Gift vs Inheritance for Property in India 2026 — Tax Planning Guide
When property passes from one generation to the next in India, there are broadly two mechanisms: gifting during the giver’s lifetime, and inheritance after death (through a will or through intestate succession laws if no will exists). Each mechanism has different costs, different tax implications, different procedural requirements, and different risks. Which is better depends heavily on the family’s specific situation, the property’s nature, the tax profile of the recipient, and the future plans for the property.
This guide covers both mechanisms comprehensively, with a focus on Maharashtra’s specific rules — relevant for Pune property owners and buyers.
The Core Choice: Gift During Lifetime vs Inheritance After Death
Gift: The property owner transfers ownership to the recipient while the owner is alive. The transfer is documented via a Gift Deed, which must be registered.
Inheritance via Will: The property owner creates a Will specifying who receives the property after death. On the owner’s death, the property transfers to the named beneficiary through the probate or succession process.
Inheritance without Will (Intestate): If the owner dies without a Will, property passes under applicable personal law succession rules — Hindu Succession Act for Hindus, Muslim Personal Law for Muslims, or Indian Succession Act for Christians and others.
Each mechanism has a different cost structure, timeline, and tax impact.

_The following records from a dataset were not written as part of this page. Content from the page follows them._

PR #543, opened 2024-01-17
Create variant_statistics.py, per_sample_datatype

matren395:
Create a script in variant_qc/ for variant statistics, first populated with the method per_sample_datatype() to find the number of variants per data type (exomes or genomes)

(does this count as Sample QC or Variant QC? if it's variants per sample? or something else?)

### DIFF
--- a/gnomad_qc/v4/variant_qc/variant_statistics.py
+++ b/gnomad_qc/v4/variant_qc/variant_statistics.py
@@ -1,0 +1,147 @@
+"""Produce per-exome stats, per-genome stats, and variant type counts for v4."""
+import argparse
+import logging
+
+import hail as hl
+from gnomad.assessment.summary_stats import (
+    default_generate_gene_lof_matrix,
+    default_generate_gene_lof_summary,
+    get_summary_counts,
+)
+from gnomad.utils.filtering import filter_to_adj
+from gnomad.utils.slack import slack_notifications
+
+from gnomad_qc.slack_creds import slack_token
+from gnomad_qc.v4.resources.basics import get_gnomad_v4_vds, get_logging_path
+import gnomad_qc.v4.resources.meta as meta
+from gnomad_qc.v4.resources.release import (
+    # release_lof,
+    release_sites,
+    # release_summary_stats
+)
+
+logging.basicConfig(
+    format="%(asctime)s (%(name)s %(lineno)s): %(message)s",
+    datefmt="%m/%d/%Y %I:%M:%S %p",
+)
+logger = logging.getLogger("summary_stats")
+logger.setLevel(logging.INFO)
+
+
+def per_sample_datatype(
+    data_type: str = "exomes",
+    test: bool = False,
+    overwrite: bool = False,
+) -> None:
+    # Read in release data and metadata and VDS
+    ht_release_data = release_sites(data_type).ht()
+    if test:
+        ht_release_data = ht_release_data.filter(
+            ht_release_data.locus.contig == "chr22"
+        )
+    meta_ht = meta(data_type=data_type).ht()
+    vds_data = get_gnomad_v4_vds(test=test, release_only=True)
+    vds_data_mt = vds_data.variant_data
+
+    # Filter to only variants and samples in release data
+    vds_data_filtered = vds_data_mt.filter_rows(
+        ~hl.is_missing(ht_release_data[vds_data_mt.row_key])
+    )
+
+    vds_data_filtered = vds_data_filtered.filter_cols(
+        meta_ht[vds_data_filtered.s].release
+    )
+
+    # Select data down to: only variant locus & alleles and only if samples do or don't have it
+    # Create then select down to GT
+    vds_data_filtered = vds_data_filtered.annotate_entries(GT=hl.vds.lgt_to_gt(vds_data_filtered.LGT, vds_data_filtered.LA))
+    vds_data_filtered = vds_data_filtered.select_entries("GT")
+    vds_data_filtered = vds_data_filtered.select_rows()
+    vds_data_filtered = (
+        vds_data_filtered.select_cols()
+    )
+
+    # Perform Hail's Sample QC module
+    sample_qc_ht = hl.sample_qc(vds_data_filtered).cols().key_by("s")
+
+    sample_qc_ht = sample_qc_ht.checkpoint(
+        f"gs://gnomad-tmp-4day/sample_qc_mt_per_{data_type}_sample.ht", overwrite=overwrite
+    )
+
+    mean_called_per = sample_qc_ht.aggregate(
+        hl.agg.mean(sample_qc_ht.sample_qc.n_called)
+    )
+
+    print("mean called per exome: ", mean_called_per)
+
+
+def variant_types():
+    # what is needed: stats from your notebook for: 
+    # Indels and Snps per data type
+    # How many (number and proportion) pass VQSR and pass All Filters
+    pass
+
+def vep_consequences():
+    # what is needed: stats from notebook for: 
+    # VEP consequence breakdown , in those two different returns
+    # let users specify: pass all filters, pass VQSR, or all variants
+    pass
+
+
+def main(args):
+    """Collect summary stats of gnomAD v4 data."""
+    hl.init(
+        log="/per_exome.log",
+        default_reference="GRCh38",
+        tmp_dir="gs://gnomad-tmp-30day",
+    )
+    # SSA Logs are easier to troubleshoot with.
+    hl._set_flags(use_ssa_logs="1")
+
+    data_type = args.data_type
+    test = args.test
+    overwrite = args.overwrite
+
+    if args.get_per_sample:
+        per_sample_datatype(data_type, test, overwrite)
+
+
+if __name__ == "__main__":
+    parser = argparse.ArgumentParser()
+    parser.add_argument(
+        "-o",
+        "--overwrite",
+        help="Overwrite data (default: False)",
+        action="store_true",
+    )
+    parser.add_argument(
+        "--slack-channel", help="Slack channel to post results and notifications to."
+    )
+    parser.add_argument(
+        "--test",
+        help="Test on a small number of variants",
+        action="store_true",
+    )
+    parser.add_argument(
+        "--get-summary-counts",
+        help="Get summary counts per variant category.",
+        action="store_true",
+    )
+    parser.add_argument(
+        "--get-per-sample",
+        help="Get variants per sample data type.",
+        action="store_true",
+    )
+    parser.add_argument(
+        "--data-type",
+        default="exomes",
+        choices=["exomes", "genomes"],
+        help="Data type (exomes or genomes) to produce summary stats for.",
+    )
+    args = parser.parse_args()
+
+    if args.slack_channel:
+        with slack_notifications(slack_token, args.slack_channel):
+            main(args)
+    else:
+        main(args)


matren395:
the method is currently working for Chr22 with the release test VDS, giving me a result of ~ 2683 variants per 467 samples in Chr22. The world's quickest google search tells me most people have ~4-5million SNPs in their genome , so I'd like to think that my results aren't orders of magnitude off

gnomad_qc/v4/create_release/variant_statistics.py
```diff
@@ -0,0 +1,241 @@
...
+
+    :param data_type: String of either "exomes" or "genomes" for the sample type.
+    :param test: Boolean for if you would like to use a small test set.
+    :param overwrite: Boolean to overwrite checkpoint files if requested.
+    :param filter_variant_qc: Bool to only count variants that pass all variant qc filters (i.e. VQSR, AC0).
+    :param filter_calling_intervals: Bool to filter only to variants in calling intervals.
+    """
+
+    # Read in release data and metadata and VDS
+    ht_release_data = release_sites(data_type).ht()
```
matren395, line 81: currently just locked into the CURRENT_RELEASE - is this ideal ? Should we parametrize this within the script ?

gnomad_qc/v4/create_release/variant_statistics.py
```diff
@@ -0,0 +1,286 @@
...
+
+logging.basicConfig(
+    format="%(asctime)s (%(name)s %(lineno)s): %(message)s",
+    datefmt="%m/%d/%Y %I:%M:%S %p",
+)
+logger = logging.getLogger("release")
+logger.setLevel(logging.INFO)
+
+
+def get_per_sample_variant_counts(
```
jkgoodrich, line 42: Let's move this to gnomad_qc/v4/resources/release.py

gnomad_qc/v4/create_release/variant_statistics.py
```diff
@@ -0,0 +1,286 @@
...
+        GT=hl.vds.lgt_to_gt(vds_data_filtered.LGT, vds_data_filtered.LA)
+    )
+    vds_data_filtered = vds_data_filtered.select_entries("GT")
+    vds_data_filtered = vds_data_filtered.select_rows()
+
+    # Perform Hail's Sample QC module
+    # Resulting table is of most interest for further analysis
+    # Write said table out to determined path
+    sample_qc_ht = hl.sample_qc(vds_data_filtered).cols().key_by("s")
+    sample_qc_ht = sample_qc_ht.checkpoint(
```
jkgoodrich, line 135: I think this function should be split into two so that the first function returns the table, and that can be written out in `main` and the second function performs the below aggregation and logging. Each can also have an argument so if the table exists already the aggregation can be run alone

gnomad_qc/v4/create_release/variant_statistics.py
jkgoodrich: This is good

gnomad_qc/v4/create_release/variant_statistics.py
```diff
@@ -0,0 +1,286 @@
...
+
+    :param data_type: String of either "exomes" or "genomes" for the sample type.
+    :param test: Boolean for if you would like to use a small test set.
+    :param overwrite: Boolean to overwrite checkpoint files if requested.
+    :param filter_variant_qc: Bool to only count variants that pass all variant qc filters (i.e. VQSR, AC0).
+    :param filter_calling_intervals: Bool to filter only to variants in calling intervals.
+    :param singletons_by_pop: Bool to calculate the mean number of singletons by population group.
+    """
+
+    # Read in release data and metadata and VDS
```
jkgoodrich, line 84: Nit pick, add periods after comments.
```suggestion
    # Read in release data and metadata and VDS.
```

gnomad_qc/v4/create_release/variant_statistics.py
```diff
@@ -0,0 +1,286 @@
...
+    ht_release_data = release_sites(data_type).ht()
+    if test:
+        logger.info("Test: filtering to only chr22 sites and 467 test samples in VDS")
+        ht_release_data = ht_release_data.filter(
+            ht_release_data.locus.contig == "chr22"
+        )
+
+    if filter_variant_qc:
```
jkgoodrich, line 92: Instead of having this as an option, lets just add it as a stratification (so I want a number with no filtering and a number with filtering

gnomad_qc/v4/create_release/variant_statistics.py
```diff
@@ -0,0 +1,286 @@
...
+        logger.info("Filter to those which pass all filters")
+        ht_release_data = ht_release_data.filter(hl.len(ht_release_data.filters) == 0)
+
+    if filter_calling_intervals:
```
jkgoodrich, line 96: Same thought as the variant QC, make this a stratification (we would want a number for no calling interval filter, in broad calling intervals, in UKB calling intervals, and in both UKB and Broad intervals), and let's use the 50 bp padding. Or actually, I think the release HT has info about this already that used the 50bp for the annotation so you can probably just use that instead of loading the interval HT.

gnomad_qc/v4/create_release/variant_statistics.py
```diff
@@ -0,0 +1,286 @@
...
+    vds_data_filtered = vds_data_filtered.annotate_entries(
+        GT=hl.vds.lgt_to_gt(vds_data_filtered.LGT, vds_data_filtered.LA)
+    )
+    vds_data_filtered = vds_data_filtered.select_entries("GT")
+    vds_data_filtered = vds_data_filtered.select_rows()
+
+    # Perform Hail's Sample QC module
+    # Resulting table is of most interest for further analysis
+    # Write said table out to determined path
+    sample_qc_ht = hl.sample_qc(vds_data_filtered).cols().key_by("s")
```
jkgoodrich, line 134: I think we probably want to just use the Hail VDS sample QC function instead of the HT one since it was specifically built for the VDS. It will also handle the GT to LGT change

gnomad_qc/v4/create_release/variant_statistics.py
```diff
@@ -0,0 +1,286 @@
...
+    meta_ht = meta(data_type=data_type).ht()
+    vds_data = get_gnomad_v4_vds(test=test, release_only=True)
+    vds_data_mt = vds_data.variant_data
+
+    # Filter to only variants and samples in release data
+    vds_data_filtered = vds_data_mt.filter_rows(
+        ~hl.is_missing(ht_release_data[vds_data_mt.row_key])
+    )
+
+    vds_data_filtered = vds_data_filtered.filter_cols(
```
jkgoodrich, line 115: This is already handled by `release_only=True` above

gnomad_qc/v4/create_release/variant_statistics.py
```diff
@@ -0,0 +1,286 @@
...
+        meta_ht[vds_data_filtered.s].release
+    )
+
+    vds_data_filtered = vds_data_filtered.annotate_cols(
```
jkgoodrich, line 119: With the suggestion below for splitting this function up, this annotation can just be added to the HT in the aggregation function since it isn't needed for computing the per sample stats

jkgoodrich (changes requested):
Some initial larger change requests. I will review the comments and documentation in detail after the code is looking done.

gnomad_qc/v4/create_release/variant_statistics.py
matren395: I believe this would require running hl.vds.sample_qc() twice , once on a VDS filtered to this and once without. Is that something we'd want to support within the script, or just have users run twice ? We can put a pin in this for our chat Wednesday if you'd like

gnomad_qc/v4/create_release/variant_statistics.py
matren395: done with two separate methods - let me know what you think of the approach

gnomad_qc/v4/create_release/variant_statistics.py
matren395: NOTE: not sure this is redundant? At least with the Test VDS, running this line filters the testset from ~550 samples to 467 samples. Same with the new way of filtering it with VDS-native methods. I wonder why that is?

gnomad_qc/v4/create_release/calculate_variant_statistics.py
```diff
@@ -0,0 +1,535 @@
...
+    # Add extra Allele Count and A-Type, according to Hail standards, to help their computation
+    ac_and_atype = vmt_sample_qc_variant_annotations(
+        global_gt=vmt.GT, alleles=vmt.alleles
+    )
+    vmt = vmt.annotate_rows(**ac_and_atype)
+
+    # NOTE: not size efficient, but we are never checkpointing THIS I don't believe
+    vmt = vmt.annotate_rows(**ht_release_data[vmt.row_key])
+
+    if agg_lof:
```
KoalaQin, line 149: This made me think: do you need to get stats for missense, synonymous variants or any specified CSQs?

KoalaQin (changes requested):
I have some high-level comments: 
1. do you mind making smaller functions? Right now each function is a bit long. 
2. all the arguments you pass on variants, I think they should be manipulated on release HT, instead of VDS right away. Maybe it's better to add these annotations to VDS at last. 
3. there are some confusing names that need to be modified. 

I haven't finished the whole thing, could you send me you test run results location and the job link?
(I want to submit the comments for now and will come back to it tomorrow).

gnomad_qc/v4/create_release/variant_statistics.py
KoalaQin: I think it's because the test meta is not updated as the exome final meta. I saw the test meta was created on 2022-04-20 but the exome meta was 2023-07-13, I think it's good enough to use `release_only=True` to filter samples, but we may also update the test meta in another ticket?

KoalaQin: Now you get 581 release_only samples in the test VDS based on the test meta.

jkgoodrich (changes requested):
See [PR](https://github.com/broadinstitute/gnomad_qc/pull/581) for suggested edits

gnomad_qc/v4/create_release/calculate_variant_statistics.py
```diff
@@ -0,0 +1,416 @@
...
+                )
+                for ann, expr in filter_expr.items()
+            }
+        )
+    ).cols()
+
+    return ht.select(**ht._sample_qc)
+
+
+def compute_agg_sample_stats(
```
jkgoodrich, line 166: @KoalaQin This is what I was thinking about when I told you I had a plan for what I want this second part of the script to look like, but I haven't incorporated it in yet 

```
all_strats = [s for s in ht.row_value if isinstance(ht[s], hl.expr.StructExpression)]
ht = ht.transmute(
    gen_anc=["all_samples", meta_ht[ht.s].population_inference.pop],
    _stats_array=[(s, ht[s]) for s in all_strats]
)
ht = ht.explode("_stats_array").explode("gen_anc")
ht = ht.group_by("gen_anc", variant_filter=ht._stats_array[0]).aggregate(
    **{
        m: hl.struct(
            mean=hl.agg.mean(ht._stats_array[1][m]),
            quantiles=hl.agg.approx_quantiles(
                ht._stats_array[1][m] , [0.0, 0.25, 0.5, 0.75, 1.0]
            ),
        )
        for m in ht._stats_array[1] 
        if isinstance(ht._stats_array[1][m], hl.expr.NumericExpression)
    }
)
```

it still needs to support the by_ancestry and change the return type, and be written out to a new HT instead of added as globals

KoalaQin (commented):
@matren395 I think you need to merge from main first and only show the difference on those 4 files we mades changes on. Then we can tag Julia for the final pass of review.

KoalaQin:
@jkgoodrich Here is our final version of code, this branch was too old and my merge got too many commits there, sorry, you can look at #586 if you want to see the difference compared to your last review.

matren395:
Creating a really simple branch to return SET (not variable) per-callset calculations . I mean WE can change them NOW, but they won't be args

Gift Deed: How It Works in Maharashtra
A gift is a transfer of property without monetary consideration — the giver (donor) receives nothing in exchange. The gift must be:
- Made voluntarily (not under coercion)
- Documented in a Gift Deed
- Registered at the Sub-Registrar’s office (mandatory for immovable property under Section 123 of Transfer of Property Act)
- The recipient (donee) must accept the gift
Stamp Duty on Gift Deeds in Maharashtra
Maharashtra levies stamp duty on gift deeds. The rates in 2026:
Gift to immediate family members: Maharashtra has a concessional stamp duty rate for gifts to blood relatives — specifically, spouses, children (including step-children and adopted children), parents, grandparents, grandchildren, siblings, daughters-in-law, and sons-in-law are covered under the concessional category.
The stamp duty for gifts to these family members is 2% of the market value (as per the Ready Reckoner rate), compared to the standard 5% rate for transfers to non-family members. The registration fee (1% of market value, capped at ₹30,000) applies in both cases.
For gifts to non-family members: Standard stamp duty of 5% plus registration fee. Gift to a non-family member is also taxable as income in the recipient’s hands under Section 56(2) of the Income Tax Act (see tax section below).
Local Body Tax (LBT / Surcharge)
PMC and PCMC collect a local body tax or metro surcharge on property transactions. In Pune, this is 1% for PMC area properties and varies for PCMC. This applies to gift deeds as well.
Tax on the Gift Recipient
Family Gifts: No Income Tax
Gifts from specified relatives are exempt from income tax in the recipient’s hands under Section 56(2)(x) of the Income Tax Act. “Relative” for this purpose includes spouse, siblings, siblings of spouse, siblings of parents, and their spouses — essentially the same set covered by Maharashtra’s concessional stamp duty.
If you receive a flat in Pune as a gift from your parents, you pay no income tax on the receipt of the gift.
Non-Family Gifts: Taxable as Income
If you receive property as a gift from someone outside the defined “relative” list — a friend, a business partner, an unrelated person — the market value of the property is treated as income from other sources in the year of receipt and taxed at your applicable slab rate. This can result in a massive tax liability (potentially 30% of the market value of the property for recipients in the highest bracket).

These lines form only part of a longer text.